VII - Sintomatologia


A hemofilia é constituída por um quadro hemorrágico com localizações preferentemente nas massas musculares ou nas articulações; as hemorragias pós-traumáticas recordam aqui as que aparecem nos indivíduos normais, mas são, evidentemente mais prolongadas e intensas e nunca têm aquele carácter da petéquia ou da sufusão estendida pelo tronco e pelos membros, tão típico das trombopenias (baixa de plaquetas). São a hemorragia por extracção dentária, por trauma cirúrgico ou acidental, a hemorragia laríngea e da língua que podem ser perigosas porque afectam as vias respiratorias, a hemartrose, sobretudo dos joelhos, o hematoma dos braços e das pernas, que assinalam a hemofilia. A evolução da doença prefere certas épocas da vida, como o início da infância, da puberdade ou da idade adulta, podendo provocar grandes hemorragias em certo momento com um ou um trauma ou então suportando-se facilmente a mesma agressão, sem manifestação de diátese hemorrágica. Um dos aspectos interessantes da hemorragia da síndrome hemofílica é a hemorragia em dois tempos; após a hemostase, que se dá num tempo normal e decorrido um lapso variável, volta a perda sanguínea pela falta de formação de um coágulo consistente.

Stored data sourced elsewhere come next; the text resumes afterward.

PR #1237, opened 2022-02-15
Preview/md5

### LINKED ISSUE #708: Include File MD5 with Other File Info
It's important for users and curators to be able to confirm that the deposited file is the same as the file they have. The md5 checksum should be accessible through the UI. I think we can just add it along with other per-file info (size, content type, date)

UI Note:
- this could look like github commit hashes, show the abbreviated checksum: `md5: c9f4de...`
- mousing over the checksum shows the full value
- clicking copies to clipboard

### LINKED ISSUE #1207: Checksums in file characterization
# Feature Request
As part of file characterization process, we should be calculating the following checksums for each file

- `md5`: because S3 uses md5 for etags (for files under 5GB), so it's good to have for comparison
- `sha256`: because it's the modern standard

banukutlu:
Closes #708 
Closes #1207

### DIFF
--- a/app/components/file_signature_component.html.erb
+++ b/app/components/file_signature_component.html.erb
@@ -1,4 +1,13 @@
-|
-<span class="meta__signature" data-toggle="tooltip" data-placement="top" title="<%= tooltip %>">
-  <%= type %>: <%= signature_display %>
+| 
+<span data-controller="clipboard">
+  <span class="meta__signature" data-target="clipboard.source" data-signature="<%= value %>">
+    <%= label %>: <%= signature_display %>
+  </span>
+  <button class="btn btn-sm btn-link px-0"
+          data-toggle="tooltip"
+          data-placement="top"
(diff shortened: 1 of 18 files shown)


app/components/file_signature_component.html.erb
```diff
@@ -0,0 +1,13 @@
+<span> | </span>
+<span data-controller="clipboard">
+  <span class="meta__signature" data-target="clipboard.source" data-signature="<%= value %>">
```
nicktiberi: I wonder if we should rename `data-signature` to something more generic, since the clipboard controller could be used in other components and not just this signature component. We could maybe rename it to something like `data-source` (open to other suggestions) and then make the corresponding change in `clipboard_controller.js`.

nicktiberi (approved):
LGTM! 🥇

ajkiessl (approved):
Looks good!

PR #1239, opened 2022-02-16
WIP reports

### LINKED ISSUE #1210: Downloadable Reports
# Feature Request
We should make it easier for admins and users to download reports (`csv` files) about works, downloads, views, etc. This issue describes the reports that should be accessible through the UI.

- Admin reports
  - [x] Monthly Report 
  - [x] All Works
  - [x] All Work Versions
  - [x] All Files
- User Reports
  - [x] Monthly Report 

## Admin reports

These reports should be accessible through a "reports" admin-only page (linked in top-right menu)

### Monthly Reports

These monthly reports are generated each month. Each month's report is individually downloadable from the reports page. We should generate reports for all previous months (as available data permits).  Report includes one work-month per row, with the following columns:

column | description
-- | --
work_id | UUID of the work
month | numeric representation of month (1-12)
year | year (2022)
downloads | aggregated number of downloads for the work in the month
views | aggregated number of views for the work in the month

### All works

Report includes all Works (one per row), with the following columns:

column | description
-- | --
id | work's UUID
depositor | PSU ID
work_type | example: "Artilce"
title | title from most recent version
doi | scholarsphere's doi
deposited_at | Date draft created
deposit_agreed_at | Date of most recent published version
embargoed_until | date
visibility | "Public" or "Penn State Only"
latest_published_version | UUID of published work version (if present)
downloads | aggregated downloads across all versions/files
views | aggregated views across all versions

### All Work Versions
Report includes all Work Versions (one per row), with the following columns:

column | description
-- | --
id | version's UUID
work_id | parent work's UUID
state | published, draft, withdrawn
version_number | number of the version in the work
title | meta field (joined if list)
subtitle | ..
version_name | ..
keyword | ..
rights | ..
description | ..
publisher_statement | ..
resource_type | ..
contributor | ..
publisher | ..
published_date | ..
subject | ..
language | ..
identifier | ..
based_near | ..
related_url | ..
source | ..
~downloads~ | ~aggregated downloads across all files~
views | number of views

### All Files
Report includes all *File Memberships* (join of file resource and work version, one per row), with the following columns:

column | description
-- | --
id | file resource's UUID
version_id | work version's UUID
filename | name of the file
mime_type | MIME type
size | number of bytes
md5 | md5 checksum (once implemented)
sha256 | sha256 checksum  (once   implemented)
downloads | number of downloads

## User Reports

User reports are scoped to the works that users have deposited. They are linked from the user's profile page.

### Monthly Reports

Report includes one work-month per row, with the following columns:

column | description
-- | --
work_id | UUID of the work
title | title of the work
month | numeric representation of month (1-12)
year | year (2022)
downloads | aggregated number of downloads for the work in the month
views | aggregated number of views for the work in the month

rschenk:
This has all the basics for the reports to close #1210 

It has some opportunity for improvement:
`AllWorksReport` and `MonthlyUserWorksReport` currently have some code like this: 
```ruby
      latest_version = work
        .versions
        .max_by(&:version_number)
```
These should be updated to only look at draft or published works and/or ignore withdrawn ones.

Other areas for improvement:
Some of the fields can have multiple values (example: keyword). Right now what happens is these multiple values get encoded like json when being inserted into the CSV row. Seth had mentioned that he would like it double encoded as quotated csv. That's something that should not happen in the Report classes (they know nothing about CSV and should not—what if we wanted to offer reports in json?), it should happen in the controller that encodes the csv. 

The UI needs work, I just did the absolute minimum to demo all of them. Obviously for the User one, we would not have a field for their access id, it would pull `current_user` from the controller.

### DIFF
--- a/app/controllers/dashboard/reports_controller.rb
+++ b/app/controllers/dashboard/reports_controller.rb
@@ -3,8 +3,7 @@
 require 'csv'
 
 class Dashboard::ReportsController < Dashboard::BaseController
-  def show
-  end
+  def show; end
 
   def all_files
     return deny_request unless current_user.admin?
@@ -25,6 +24,7 @@ class Dashboard::ReportsController < Dashboard::BaseController
   end
 
   private
+
     def deny_request
       render json: { message: I18n.t('errors.not_authorized.heading'), code: 401 }, status: 401
     end
@@ -32,14 +32,14 @@ class Dashboard::ReportsController < Dashboard::BaseController
     def generate_csv(report)
       result = CSV.generate(headers: true) do |csv|
         csv << report.headers
-  
+
         report.rows do |row|
           csv << row
         end
       end
 
       date = Time.now.strftime('%Y-%m-%d')
-  
+
       send_data result, filename: "#{report.name}_#{date}.csv"
     end
 end
--- a/app/controllers/dashboard/reports_controller.rb
+++ b/app/controllers/dashboard/reports_controller.rb
@@ -3,27 +3,23 @@
 require 'csv'
 
 class Dashboard::ReportsController < Dashboard::BaseController
-  def all_files
-    return deny_request unless current_user.admin?
+  before_action :authorize_report, except: [:index, :monthly_user_work_versions]
 
+  def index; end
+
+  def all_files
     generate_csv(AllFilesReport.new)
   end
 
   def all_works
-    return deny_request unless current_user.admin?
-
     generate_csv(AllWorksReport.new)
   end
 
   def all_work_versions
-    return deny_request unless current_user.admin?
-
     generate_csv(AllWorkVersionsReport.new)
   end
 
   def monthly_work_versions
-    return deny_request unless current_user.admin?
-
     date = Date.new(
       params[:report_date][:year].to_i,
       params[:report_date][:month].to_i,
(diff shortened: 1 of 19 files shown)


nicktiberi:
@rschenk - I made some changes since you initially opened the PR and I think it's ready to go.

- ignoring withdrawn work versions when checking for latest version
- pull current user's PSU ID to pass into user report
- build more fleshed out UI
- write specs for controller and feature

Also, we talked in standup today and Seth is ok with the array values being represented in the CSV as `["value1", "value2"]` etc. so no need to do any special processing for those values at this time.

app/controllers/dashboard/reports_controller.rb
```diff
@@ -0,0 +1,66 @@
+# frozen_string_literal: true
+
+require 'csv'
+
+class Dashboard::ReportsController < Dashboard::BaseController
+  def all_files
+    return deny_request unless current_user.admin?
```
rschenk: I would move all these into a `before_action`

Have a look at `app/controllers/dashboard/collections_controller.rb` for an example of how this is done. You can use `except: [:monthly_user_work_versions]` on the end of the before action to authorize only the admin ones

rschenk (commented):
Looks good to me! I can't approve it since I am also one of the authors

ajkiessl (approved):
Looks good!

É característica também a tendência a estender-se em profundidade, formando grandes hematomas a partir de traumas mínimos.
Também é curiosa a preferência para se repetir no mesmo local em cada caso clínico como por exemplo, a hemorragia articular tão típica, preferencialmente no joelho, cotovelos, pés, ancas, mãos e espáduas.
Após um trauma possivelmente o vaso fica lesado sendo mais fácil ocorrer posteriormente uma nova hemorragia espontânea. A evolução destes processos articulares costuma-se fazer-se através dos seguintes estádios:
1ª fase, fase da hemartrose, com articulação muito dolorosa, sinais de derrame intra-articular, febre, impotência funcional; trata-se de um derrame com ou sem coágulos, sendo estes, quando existem, consequência de hemorragias antigas; o derrame organiza-se pouco a pouco, passando-se lentamente à 2ª fase, fase de artrite, artrite a que podemos chamar asséptica e em que aparece o aumento das viscosidades sinoviais e a irregularidade da superfície articular, que conduzem à 3ª fase, fase dos processos regressivos, com espessamento e retracção periarticulares, anquilose da articulação e, como consequência, as atrofias artropáticas, a osteoporose por inactividade, as fracturas patológicas, etc. A marca mais importante para o clínico que tem de fazer o diagnóstico diferencial é, alem da semiologia física directa que se deduz desta evolução descrita, o aspecto radiológico (fig. 9) que mostra primeiramente, a atrofia das trabéculas das epífises e o engrossamento destas e, mais tarde, os sinais de artrofia óssea, a irregularidade das superfícies articulares, a diminuição da entrelinha e a presença de zonas de hipertransparência corresponde a hematomas subcondrais, que contrastam com as zonas de opacidade dos tecidos moles, consequência da deposição de ferro relacionada com repetidas hemorragias. O estado final caracteriza-se pelo aparecimento das exostoses e dos osteófitos e pela deformação, cada vez mais marcante, das superfícies articulares.
As hemorragias internas dos tecidos moles podem ser graves nomeadamente do espaço retroperitonial ou da bainha do psoas.ode haver ainda hemorragias gastrointestinais. hematuria (hemorragia das vias urinarias), raramente dá grandes problemas.